Discovering truths on your own

My eldest son is in his final year of high school and I went with him when he visited a Buddhist temple as part of an assignment for “Study of Religions”. He chose “the Five Senses” as his topic for the assignment and this alone frightened off the “Aussie” monk who’d been assigned to him; she referred him on to someone “higher”.

It was interesting to note that Buddhists don’t have any creation theory, nor believe in a God—of a western definition. Buddha was an actual person and it is the truths he and his followers discovered that are strictly held in reverence. Anyone can become a Buddhist; we all have the Buddha nature inside us but it is often held down by all of the crap we pad out our daily lives with.

I had a thought about the Christian saying “they will know we are Christians by our love” and concluded that they would mistake a Buddhist for a Christian because they actually strive to live their entire lives properly; not just forty-five minutes on a Sunday.

One clear difference to other “religions” is that Buddhists are encouraged to question everything. But these questions are exploratory rather than confrontational. We can only discover truths on our own; they cannot be taught—only learnt (there is a difference).
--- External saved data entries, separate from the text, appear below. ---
PR #588, opened 2019-12-10
Support editing of Money fields in Rails Admin

dvanoni:
This solves the issue of being unable to edit the cents in a Money field.

As an example, consider this config for a Money field in Rails Admin for use with database columns `price_cents` and `price_currency`:

```ruby
configure :price, :money
exclude_fields :price_cents, :price_currency
```

Attempting to edit the field results in the following error because of the `Integer` field type.

image

Changing the `Money` field type to extend `String` instead of `Integer` solves this issue.

### DIFF
--- a/lib/money-rails/rails_admin.rb
+++ b/lib/money-rails/rails_admin.rb
@@ -8,7 +8,7 @@ module RailsAdmin
   module Config
     module Fields
       module Types
-        class Money < RailsAdmin::Config::Fields::Types::String
+        class Money < RailsAdmin::Config::Fields::Types::Decimal
           RailsAdmin::Config::Fields::Types::register(self)
 
           register_instance_option :pretty_value do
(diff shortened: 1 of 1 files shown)


antstorm:
@dvanoni any reason why `String` instead of a `Float`?

dvanoni:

The small minds of revolutionaries

Revolutionaries see only the end state. Their minds are rarely big enough to see how the people they hope to save cannot reach this place alone. They have to be carried. It’s like a parable my father once told me about how Jesus carried a man through his most difficult times. We have to be the people’s Jesus if we want them to make it safely from where they have been to where we want them to be.

– The reaction from one of my characters when he sees the devastation inflicted upon the Russian people in the 1920’s.